El micro ictus, aunque breve, puede ser un indicativo de un ictus posterior más grave. Estas señales deben ser identificadas para poder actuar de forma temprana y brindar el cuidado adecuado a las personas mayores afectadas. 

En el siguiente artículo, desde avera, exploraremos más en detalle esta temática.

Mujer mayor realizando ejercicios de recuperación post-ictus con asistencia de avera

Tipos de ictus

Existen diferentes tipos de ictus que pueden afectar a las personas mayores. Es importante comprender estas distintas variantes para poder identificar los síntomas y brindar el tratamiento adecuado.

Ictus isquémico

El ictus isquémico es el tipo más común de ictus en personas mayores. Se produce cuando una arteria se obstruye, lo que impide el flujo sanguíneo adecuado hacia una parte del cerebro. Esta falta de riego sanguíneo puede deberse a la formación de un coágulo o a una estrechez en el vaso sanguíneo.

Ictus hemorrágico

El ictus hemorrágico se produce cuando un vaso sanguíneo en el cerebro se rompe y provoca una hemorragia. Esta hemorragia puede ser causada por la ruptura de una arteria o un aneurisma, y puede resultar en daños graves en el tejido cerebral.

Micro ictus

El micro ictus, también conocido como accidente isquémico transitorio, es una interrupción breve del flujo sanguíneo en una parte del cerebro. Aunque sus síntomas pueden desaparecer rápidamente, es importante tener en cuenta que puede ser un indicador de un futuro ictus más grave.

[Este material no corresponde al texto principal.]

PR #2648, opened 2021-06-30
Ch capitalization terms

### LINKED ISSUE #2635: `Ch` constructor should know if a term should be titleized
Working off of #2489, one issue I was also having (that just happened to pop up in the same bit of code) was the need for duplicate titleized version of combinators. For reference, here are combinators with "and" (both normal and titleized version).
```Haskell
and_ :: (NamedIdea c, NamedIdea d) => c -> d -> NP
and_ t1 t2 = nounPhrase''
  (phrase t1 `S.and_` phrase t2)
  (phrase t1 `S.and_` plural t2)
  CapFirst
  CapWords

and_TSP :: (NamedIdea c, NamedIdea d) => c -> d -> NP
and_TSP t1 t2 = nounPhrase'' 
  (phrase t1 `S.and_` plural t2)
  (phrase t1 `S.and_` plural t2)
  (Replace (atStart t1 `S.and_` plural t2))
  (Replace (titleize t1 `S.and_` titleize' t2))
```
These really shouldn't be needed, as the first one contains all the information needed to display the a `NamedIdea`. So I dug a little deeper, and I think I found the cause. In the instance declaration for `NP` as a `NounPhrase`, the sentence cases and title cases are defined as follows:
```Haskell
  sentenceCase n@(Phrase _ _ r _)   f = cap (f n) r
  titleCase n@(Phrase _ _ _ r)      f = cap (f n) r
```
And the `cap` function:
```Haskell
cap :: Sentence -> CapitalizationRule -> Sentence
cap _ (Replace s) = s
cap (S (s:ss)) CapFirst = S (toUpper s : ss)
cap (S s)      CapWords = capString s capFirstWord capWords
cap (S s1 :+: S s2 :+: x) r = cap (S (s1 ++ s2) :+: x) r
cap (s1 :+: s2) CapWords = cap s1 CapWords +:+ capTail s2
cap (s1 :+: s2) CapFirst = cap s1 CapFirst :+: s2
cap a _ = a
```
This works for all sentences that are made using the `S` constructor, but falls apart when combining concepts together. This is because `cap` doesn't account for the `Ch` `Sentence` constructor, which is used in concept-level combinators. I'll illustrate the process using an example with the terms `terminology` and `definition`. Our end goal is to display `Terminology and Definitions`:
```Haskell
--Combine them:
tAndD = terminology `and_` definition

--Then, we need the title case, so we call `titleizeNP`. 
--This breaks down into the `titleCase` method defined in the `NounPhrase` class (shown above).
-- Which then calls the `cap` function and breaks down as follows:
titleizeNP tAndD = cap (pluralNP tAndD) CapWords
                = cap (pluralNP (terminology `and_` definition)) CapWords
                = cap (phrase terminology +:+ S "and" +:+ plural definition) CapWords
                = cap (Ch TermStyle terminology +:+ S "and" +:+ Ch PluralTerm definition) CapWords
```
So a possible problem lies in the `cap` function, which doesn't know how to deal with a `Ch` constructor.

Two possible ideas for a fix could be:
-  allow `Ch` to take in a `CapitalizationRule` so that the printers could know whether or not to capitalize a term when the term is being looked up in the database. So then its constructor would become:
    ```Haskell
    Ch :: SentenceStyle -> CapitalizationRule -> UID -> Sentence
    ```
- change `SentenceStyle` to accept `CapPluralTerm`, `CapTermStyle`, and `CapShortStyle` in addition to the existing constructors (shown below)
    ```Haskell
    data SentenceStyle = PluralTerm
                   | SymbolStyle
                   | TermStyle
                   | ShortStyle
    ```

Ant13731:
- Removed unneeded combinators. 
- Ch now understands CapFirst and CapWords (as CapF and CapW).
- Made stable more cohesive (no titleized descriptions in the Table of Symbols section). However, GamePhys still has a lot of titleized descriptions that are probably best left for another PR.

Two weird things still: 
- The third-last pattern match of `cap` uses `+:+` instead of `:+:`:
     ```Haskell
    cap (s1 :+: s2) CapWords = cap s1 CapWords +:+ capTail s2
    ```
    Which really shouldn't be needed. Spaces are encoded into `NounPhrases` at the time they are being made, and every combinator function includes spaces as well. Using the latter breaks all the section titles for stable. I originally thought the definition of `+:+` could be the cause of the problem, but replacing it with the manual version (`:+: S " " :+:`) still has the same effect on combinators. I think something may be getting rid of the spaces in NounPhrases and I feel like `cap` should not have its own spaces added. I tried looking through the code (specifically `lang` and `printers` folders) but I couldn't find anything that would cause this to happen. Leaving it seems fine for now, but I thought I should mention it.
- The 5th pattern match of `cap` ignores all capitalization after a symbol:
    ```Haskell
    cap (P symb :+: x) CapWords = P symb :+: x
    ```
    This is used in descriptions of the form "x-component". Without this, it displays as "x-Component". This is expected, however its needed for the `CapWords` case when really it should only be used in the `CapFirst` case. Currently using a temp fix for now by ignoring everything after a P symbol.

Closes #2635


JacquesCarette:
The two "weird things" should be made into issues (if they have not already).

code/drasil-printers/Language/Drasil/Printing/Import/Helpers.hs
```diff
@@ -51,15 +53,28 @@ lookupC :: Stage -> ChunkDB -> UID -> Symbol
 lookupC Equational     sm c = eqSymb   $ symbResolve sm c
 lookupC Implementation sm c = codeSymb $ symbResolve sm c
 
--- | Look up a term given a chunk database and a 'UID' associated with the term.
-lookupT :: ChunkDB -> UID -> Sentence
-lookupT sm c = phraseNP $ termResolve sm c ^. term
+-- | Look up a term given a chunk database and a 'UID' associated with the term. Also specifies capitalization
+lookupT :: ChunkDB -> UID -> TermCapitalization -> Sentence
+lookupT sm c NoCap = phraseNP $ termResolve sm c ^. term
```
JacquesCarette, line 58: I think it would make sense to create a function from `TermCapitalization` to a `Sentence` transformer, i.e.
```haskell
foo NoCap = phraseNP
foo CapF = atStartNP
foo CapW = titleizeNP
```
(with a better name), and then various other functions here could go back to being 1-liners.  Probably a primed version will be needed too. [Can be done in a new PR]

JacquesCarette (approved):

PR #2656, opened 2021-07-05
Autogen traceability graphs

### LINKED ISSUE #801: Automatically generate traceability graphs
As mentioned in the comments of commit 2600f0a, the note that was present in the introduction for traceability graphs

> NOTE: Building a tool to automatically generate the graphical representation of the matrix by scanning the labels and reference can be future work.

is related to Drasil more than it's related to an SRS' content.

This issue is being made to ensure that the removal of the sentence from the current implementation doesn't lead to the future-work task being ignored.

Ant13731:
Closes #801 
I think this is close to what Nathaniel hand-made. Running `make traceygraph` will create pdfs of the graphs in the `build` folder. I still have to remove his hand-made generator before this merges with master, but I wanted to get your thoughts on the graphs so far. 

Should the dot files remain in stable? I don't think they will change much anyways.


code/drasil-docLang/Drasil/DocumentLanguage/TraceabilityGraph.hs
```diff
@@ -0,0 +1,84 @@
...
+mkGraphEdges cols rows si = makeTGraph (ensureItems "Traceability Graph" $ traceGRowHeader rowf si) (traceMColumns colf rowf cdb) $ traceMReferees colf cdb
+    where
+        cdb = _sysinfodb si
+        colf = layoutUIDs cols cdb
+        rowf = layoutUIDs rows cdb
+
+makeTGraph :: [String] -> [[String]] -> [String] -> [(String, [String])]
+makeTGraph rowName rows cols = zip rowName [zipFTable' x cols | x <- rows]
+  where
+    zipFTable' content = concatMap (\x -> if x `elem` content then [x] else [""])
```
JacquesCarette, line 63: I think you can use `filter` here and avoid singleton lists?

code/drasil-docLang/Drasil/DocumentLanguage/TraceabilityGraph.hs
```diff
@@ -0,0 +1,84 @@
...
+
+getLabels :: TraceViewCat -> SystemInformation -> [UID]
+getLabels l si = mkGraphNodes [l] si
+
+-- | Checker for uids by finding if the 'UID' is in one of the possible data sets contained in the 'SystemInformation' database.
+checkUID :: UID -> SystemInformation -> UID
+checkUID t si
```
JacquesCarette, line 72: This is really inefficient. A `Map` uses a nice tree data-structure to make lookup fast O(log n), but `Map.keys` returns a list, which is O(n).  You are better off using pattern guards like
```haskell t si
  | Just x <- lookupIndex t (s ^. dataDefnTable) = x
```
which will fall through if they fail.

code/drasil-printers/Language/Drasil/DOT/Print.hs
```diff
@@ -0,0 +1,205 @@
...
+    outputSubAvsAll gi handle
+    hPutStrLn handle "}"
+    hClose handle
+
+outputSubAvsAll :: GraphInfo -> Handle -> IO ()
+outputSubAvsAll gi handle = do
+    mapM_ (mkDirections handle) (directionsAvsAll gi)
+
+    let labels = filterAndGI gi [assumpLabels, ddLabels, tmLabels, gdLabels, imLabels, rLabels, cLabels]
+        prefixLabels = ["A", "DD", "TM", "GD", "IM", "R", "C"]
```
JacquesCarette, line 103: I don't like these labels being hard-coded here (and duplicated in the file). These should be grabbed from the abbreviation of some chunk(s) instead.

code/drasil-printers/Language/Drasil/DOT/Print.hs
```diff
@@ -0,0 +1,205 @@
...
+        colours = map ($ gi) [assumpColour, ddColour, tmColour, gdColour, imColour, rColour, cColour]
+        
+        allLabels = zip3 labels prefixLabels colours
+
+    hPutStrLn handle "\n"
+    mapM_ (mkNodes handle) allLabels
+
+mkOutputRefvsRef :: GraphInfo -> IO ()
+mkOutputRefvsRef gi = do
```
JacquesCarette, line 113: These functions represent a lot of duplicated code. Could you factor them out?

code/drasil-printers/Language/Drasil/DOT/SWHS_TG.dot
```diff
@@ -0,0 +1,69 @@
+digraph SWHS_TG {
```
JacquesCarette: Generated files should not be in the repo (exception is 'stable' where these are marked as 'golden' versions).

code/drasil-printers/Language/Drasil/DOT/TraceabilityGraphGeneratorInfo.hs
```diff
@@ -0,0 +1,63 @@
+module Language.Drasil.DOT.TraceabilityGraphGeneratorInfo where
```
JacquesCarette: This looks like it should not have been checked in?

code/stable/dblpendulum/TraceyGraph/allvsall.dot
```diff
@@ -0,0 +1,94 @@
+digraph allvsall {
```
JacquesCarette, line 1: Now, here's a good question: do we want these in stable? I don't know!

JacquesCarette (changes requested):

code/stable/dblpendulum/TraceyGraph/allvsall.dot
Ant13731: Yea, I wasn't too sure about that either. I don't think it should be much of a bother (the traceability matrices barely change, so I'm hoping the same goes for the tracey graphs once everything is smoothed out). 

Although it could be a decent indicator of something changing unexpectedly if a lot of the directions change in the graphs. And with `make stabilize`, it's not that bad to compare and copy files.

It might also be nice to implement the graphs directly into the SRS, though I'm not too sure how that would be done. Maybe we could generate .png files for them and then include them into the SRS files as a figure? It could be its own section, just as the traceability matrix has its own section.

Ant13731:
Here's the update summary from these commits: 
- The actual labels themselves are extracted from the drasil database now. However, it is only those which are made up of `ConceptInstances` (so things like assumptions, likely changes, requirements, etc.). The definitions and models have their labels hardcoded, since it is a guarantee that if a `UID` is a data definition, its label should start with DD. This has the added benefit of also separating changes into likely and unlikely, and requirements into functional and non-functional (though their node colours are still the same)
- I couldn't completely get away from the hardcoded labels (the labelling for subgraphs in particular), but it doesn't really matter what those labels are, just as long as they exist. They do not show up on the pdfs of the tracey graphs, but prevent naming conflicts within the .dot files for now.
-  Currently, the graphs don't exactly match up with the matrices in terms of labelling. This is because the graphs need low-level `Strings` to work while the matrices use `References`. We can't really use sentences at the moment because we don't want things like references, symbols, and exprs popping up in a .dot file. However, this means that for items whose `UID` doesn't match their `Reference` display name, they will appear differently when comparing the graphs and matrices side-by-side. However, the traceability relations are consistent and still in tact.

Hopefully these can be resolved through future issues.

code/stable/dblpendulum/TraceyGraph/allvsall.dot
JacquesCarette: Generating the .png and including a reference to them in the SRS sounds like a good idea. The .png themselves should not be compared when doing a diff (that they exist should be checked).

Let's experiment with these being part of stable. We'll see if we like it.

code/drasil-docLang/Drasil/DocumentLanguage/TraceabilityGraph.hs
```diff
@@ -23,14 +23,14 @@ mkGraphInfo si = GI {
...
 
-    , assumpLabels = (getLabels tvAssumps si,      "A")
-    , ddLabels     = (getLabels tvDataDefns si,    "DD")
-    , gdLabels     = (getLabels tvGenDefns si,     "GD")
-    , tmLabels     = (getLabels tvTheoryModels si, "TM")
-    , imLabels     = (getLabels tvInsModels si,    "IM")
-    , rLabels      = (getLabels tvReqs si,         "R")
-    , gsLabels     = (getLabels tvGoals si,        "GS")
-    , cLabels      = (getLabels tvChanges si,      "C")
+    , assumpLabels = (getLabels tvAssumps si,  "A")
```
JacquesCarette, line 26: I can't help but think that these strings are already in `data-drasil` somewhere.

code/drasil-docLang/Drasil/DocumentLanguage/TraceabilityGraph.hs
```diff
@@ -49,7 +49,7 @@ mkGraphNodes entries si = (traceMReferees entryF cdb)
 -- Testing new graphnodes function
 -- | Gets the nodes of a graph based on a list of sections we want to examine and the system information.
 mkGraphNodes :: TraceViewCat -> SystemInformation -> ([UID], [String])
-mkGraphNodes entry si = (nodeContents, map checkUID' nodeContents)
+mkGraphNodes entry si = (nodeContents, map (\x -> checkUID' x si) nodeContents)
```
JacquesCarette, line 52: This is an indication that `checkUID'` should probably take its arguments in the opposite order.

code/drasil-docLang/Drasil/DocumentLanguage/TraceabilityGraph.hs
```diff
@@ -90,20 +90,26 @@ checkUID t si
...
 checkUID' :: UID -> SystemInformation -> String
 checkUID' t si
-  | Just _ <- Map.lookupIndex t (s ^. dataDefnTable)        = refS $ datadefnLookup    t (s ^. dataDefnTable)
-  | Just _ <- Map.lookupIndex t (s ^. insmodelTable)        = refS $ insmodelLookup    t (s ^. insmodelTable)
-  | Just _ <- Map.lookupIndex t (s ^. gendefTable)          = refS $ gendefLookup      t (s ^. gendefTable)
-  | Just _ <- Map.lookupIndex t (s ^. theoryModelTable)     = refS $ theoryModelLookup t (s ^. theoryModelTable)
-  | Just _ <- Map.lookupIndex t (s ^. conceptinsTable)      = refS $ conceptinsLookup  t (s ^. conceptinsTable)
-  | Just _ <- Map.lookupIndex t (s ^. sectionTable)         = refS $ sectionLookup     t (s ^. sectionTable)
-  | Just _ <- Map.lookupIndex t (s ^. labelledcontentTable) = refS $ labelledconLookup t (s ^. labelledcontentTable)
+  | Just _ <- Map.lookupIndex t (s ^. dataDefnTable)        =  "DD: " ++ t --Directly encoded since these are unlikely to change
```
JacquesCarette, line 96: I still don't want the string `DD` to be hard-coded... (ditto for the others).

code/stable/dblpendulum/TraceyGraph/allvsall.dot
Ant13731: Okay, I think I'll do a bit of cleanup in terms of labels before merging this PR, and then start including the .png files in a new PR. We could also use pdfs similar to the module dependency graphs on the drasil website, where we just link the traceability graphs.

code/drasil-docLang/Drasil/DocumentLanguage/TraceabilityGraph.hs
```diff
@@ -90,20 +90,26 @@ checkUID t si
...
+  | Just _ <- Map.lookupIndex t (s ^. conceptinsTable)      = (safeFromJust $ getA $ defResolve s $ sDom $ cdom $ conceptinsLookup  t $ s ^. conceptinsTable) ++ ": " ++ t
+  | Just _ <- Map.lookupIndex t (s ^. sectionTable)         = "Sec: " ++ t
+  | Just _ <- Map.lookupIndex t (s ^. labelledcontentTable) = "Content: " ++ t
   | t `elem` map  (^. uid) (citeDB si) = ""
   | otherwise = error $ t ++ "Caught."
   where s = _sysinfodb si
 
+-- | Safe version of 'fromJust', used in 'checkUID''.
+safeFromJust :: Maybe String -> String
+safeFromJust (Just x) = x
```
JacquesCarette, line 110:
```haskell
safeFromJust = maybe id ""
```

code/drasil-printers/Language/Drasil/DOT/Print.hs
```diff
@@ -121,20 +121,20 @@ mkOutputAllvsAll gi = do
...
-    hPutStrLn handle $ "digraph " ++ title ++ " {"
+mkOutput :: GraphInfo -> String -> (GraphInfo -> [(String, [String])]) -> [GraphInfo -> (([String], [String]), String)] -> [GraphInfo -> Colour] -> IO ()
+mkOutput gi ttl getDirections getLabels getColours = do
+    handle <- openFile (ttl ++ ".dot") WriteMode
+    hPutStrLn handle $ "digraph " ++ ttl ++ " {"
     let labels = filterAndGI gi getLabels
         colours = map ($ gi) getColours
 
-        allLabels = zipWith (\x y -> (fst x, snd x, y)) labels colours
+        allLabels = zipWith (\x y -> (fst $ fst x, snd $ fst x, snd x, y)) labels colours
```
JacquesCarette, line 131: use pattern-matching for x and y in the function so that you don't need to have this string of `fst` and `snd`.

Plus this is likely an abuse of tuples. Never ever use a 4-tuple, always make that a record. 3-tuples should be rather rare too. I don't think there's a good reason to use a tuple here, so I'd create a record.

JacquesCarette (changes requested):

Ant13731:
Update summary for this commit:
- Remove hardcoded labels. Data Definitions and the like all use the `abrv` function to get their respective abbreviations
- Match the labels to what appears in the SRS' traceability matrices by using reference addresses for display labels instead of UIDs
- Use a new `NodeFamily` type to hold UIDs, display labels, abbreviation, and colour

code/drasil-docLang/Drasil/DocumentLanguage/TraceabilityGraph.hs
```diff
@@ -9,54 +9,41 @@ import Drasil.DocumentLanguage.TraceabilityMatrix (TraceViewCat, traceMReferees,
...
-mkGraphNodes :: TraceViewCat -> SystemInformation -> ([UID], [String])
-mkGraphNodes entry si = (nodeContents, map (\x -> checkUID' x si) nodeContents)
+-- | Gets the node family of a graph based on the given section
+-- and system information. Also applies a given colour to the node family.
+mkGraphNodes :: TraceViewCat -> SystemInformation -> String -> NodeFamily
+mkGraphNodes entry si col = NF {nodeUIDs = nodeContents, nodeLabels = map (checkUIDRefAdd si) nodeContents, nfLabel = checkNodeContents nodeContents, nfColour = col}
     where
+        checkNodeContents :: [String] -> String
+        checkNodeContents [] = ""
+        checkNodeContents xs = checkUIDAbbrev si $ head xs
```
JacquesCarette, line 40: `head` is always bad. Use `(x:xs)` pattern-matching instead.

code/drasil-docLang/Drasil/DocumentLanguage/TraceabilityGraph.hs
```diff
@@ -91,24 +73,37 @@ checkUID t si
...
-  | Just _ <- Map.lookupIndex t (s ^. insmodelTable)        =  "IM: " ++ t
-  | Just _ <- Map.lookupIndex t (s ^. gendefTable)          =  "GD: " ++ t
-  | Just _ <- Map.lookupIndex t (s ^. theoryModelTable)     =  "TM: " ++ t
-  -- Concept instances can range from likely changes to non-functional requirements, so use domain abbreviations for labelling.
-  | Just _ <- Map.lookupIndex t (s ^. conceptinsTable)      = (safeFromJust $ getA $ defResolve s $ sDom $ cdom $ conceptinsLookup  t $ s ^. conceptinsTable) ++ ": " ++ t
-  | Just _ <- Map.lookupIndex t (s ^. sectionTable)         = "Sec: " ++ t
-  | Just _ <- Map.lookupIndex t (s ^. labelledcontentTable) = "Content: " ++ t
+checkUIDAbbrev :: SystemInformation -> UID -> String
+checkUIDAbbrev si t
+  | Just _ <- Map.lookupIndex t (s ^. dataDefnTable)        = abrv $ datadefnLookup    t (s ^. dataDefnTable)
```
JacquesCarette, line 78: why are you throwing away the index that you just got? In fact, why not look up the value, instead of doing it twice?

JacquesCarette (changes requested):

JacquesCarette (approved):

Issue #1019, opened 2018-10-04
Enhance Document to include Chapters, Parts, etc.


szymczdm:
Currently our documents only support sections and subsections, but there are a few other partitioning schemes that we should also include (ex. Chapters, Parts). I think this would be a good addition when we get to larger recipes.

I've made some notes in the Document.hs file as of commit 47bd13d1eb7a938a59eb9fc174d57de3d833c4f7.

balacij:
I think this issue will naturally re-appear when we have a specific use-case for it. Until we have a north star, I don't think anyone will be motivated to work on this issue. So, another one should be opened when we have a specific need.

PR #2659, opened 2021-07-07
Adding More Partitions

Awurama-N:
Contributes to Issue #1019 .
I read the notes szymczdm left in commit [47bd13d](https://github.com/JacquesCarette/Drasil/commit/47bd13d1eb7a938a59eb9fc174d57de3d833c4f7)
I created a new branch which has what he described what should be added, but i definitely don't think this is all that has to be done.

### DIFF
--- a/code/drasil-lang/Language/Drasil/Document.hs
+++ b/code/drasil-lang/Language/Drasil/Document.hs
@@ -20,6 +20,10 @@ import Control.Lens (makeLenses, view)
 data SecCons = Sub   Section
              | Con   Contents
 
+data Partition = Sections
+                | Part
+                | Chapter
+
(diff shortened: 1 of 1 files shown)


JacquesCarette (approved):
Right, this is probably step 1 of ~12 to do this. You'll then need to 'plug in' this new type somewhere, fix the printer to render things properly, and also have the front-end be able to generate parts and chapters.

Awurama-N:
hmm, Please how could i go about "Plugging it in somewhere"
Or since i'm replacing Sections with Partitions should i just follow through with were i see that?

JacquesCarette:
Replacing is a form of "plugging in".  Right now, nothing refers to values of `Partition` - plugging in means changing that.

Es fundamental comprender los diferentes tipos de ictus para poder identificar los síntomas y proporcionar la atención necesaria de forma oportuna. Cada tipo de ictus requiere un enfoque específico en cuanto al tratamiento y la prevención, por lo que es importante que los cuidadores y familiares estén informados sobre estas diferencias.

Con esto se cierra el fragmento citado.